PROBLEM DETAILS: The only thing to send back is the number of lines below that hold the string "hardhat".

DATA RECORDS:
________________________________________

PR #262, opened 2026-01-05
Normalized addresses over EIP-55 and fix tests

lukastanisic99:


examples/TicTacToe/tic-tac-toe-vite/src/stateChannel/rpc/openChannelNegotiation/OpenChannelNegotiationHelpers.ts
```diff
@@ -5,12 +5,12 @@ export type Address = string;
 export const DEFAULT_JOIN_AMOUNT = 500;
 export const NEGOTIATION_TIMEOUT_MS = 20_000;
 
-export const normalizeAddress = (addr: string): Address =>
+export const toChecksumAddress = (addr: string): Address =>
```
daiagi: this Address type is in conflict with what we have in `@/types`
1. the type should probably move there
2. and be called `ChecsummedAddress` or something

also this entire function belongs in utils and then re-used
- in `Block`
- in `WebRTCSetupService`

probably more places

src/models/Block.ts
```diff
@@ -139,7 +139,9 @@ export default class Block {
         this._onChainTimestamp = onChainTimestamp;
     }
     get author() {
-        return this.block.transaction.header.participant as Address;
+        return ethers.getAddress(
```
daiagi: reuse `toChecksumAddress`
make it be able to consume `ethers.AddressLike` in addition to string

examples/TicTacToe/tic-tac-toe-vite/src/stateChannel/rpc/openChannelNegotiation/OpenChannelNegotiationHelpers.ts
lukastanisic99: This is AI just creating wrappers (probably for clarity) - the entire function is just `ethers.getAddress(adr)` - we don't need to wrap it and can use that directly and I think that's the case in the SDK

src/models/Block.ts
lukastanisic99: Probably makes sense to add the normalization function internally that uses ethers under the hood, so if we ever change the normalization standard we don't have to change every `ethers.getAddress()` - not sure why ethers imposes `AddressLike` when all of the instances at runtime are strings (at least the stuff we use) and their typescript return types are strings

lukastanisic99:
@daiagi if you have no objections I'll merge my blockchain like PRs since `cleanup` is the latest among them

PR #263, opened 2026-01-06
fixed-ethere-version-at 6.13.7

daiagi:
Using pnpm exposed a problem
- pnpm did not respect yarn.lock (obviously)
- package.json ethers dependency was `"^6.4"`
- yarn.lock resolved it as 6.13.2
- pnpm was a fresh install - took the latest ethers 6.16

in 6.14 there was a breaking change to the `Signer` interface 

- https://github.com/ethers-io/ethers.js/blob/main/CHANGELOG.md#ethersv6140-2025-05-06-2202

- https://github.com/ethers-io/ethers.js/commit/db490e1afaaa139be9cb38e6b50a1bc4ef28e075#diff-d9258f9e2b48c5b480fd2607924f87da4c245cb49829fba2481e9def14e04e49

At first i added the two missing method to `P2PSigner` and  `LocalDiamondSigner`

but then test began  failing due to incompatibility with hardhat signer

so instead i took to easy route of fixing to latest version before that change: 6.13.7

### DIFF
--- a/package.json
+++ b/package.json
@@ -34,7 +34,7 @@
     "eslint": "^9.35.0",
     "eslint-plugin-import": "^2.32.0",
     "eslint-plugin-unused-imports": "^4.2.0",
-    "ethers": "^6.4.0",
+    "ethers": "6.13.7",
     "hardhat-gas-reporter": "^1.0.8",
     "husky": "^8.0.3",
     "lint-staged": "^14.0.1",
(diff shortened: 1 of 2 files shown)


lukastanisic99 (approved):
Yes for now we're opinionated on ethers and it's fine to hardcode it like this and any `hacks` we do along the way - down the line we'll do this normally by having a local RPC node so we're not opinionated on ethers (at least from the outside - internally we still might be)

________________________________________

RESPONSE BOX: 2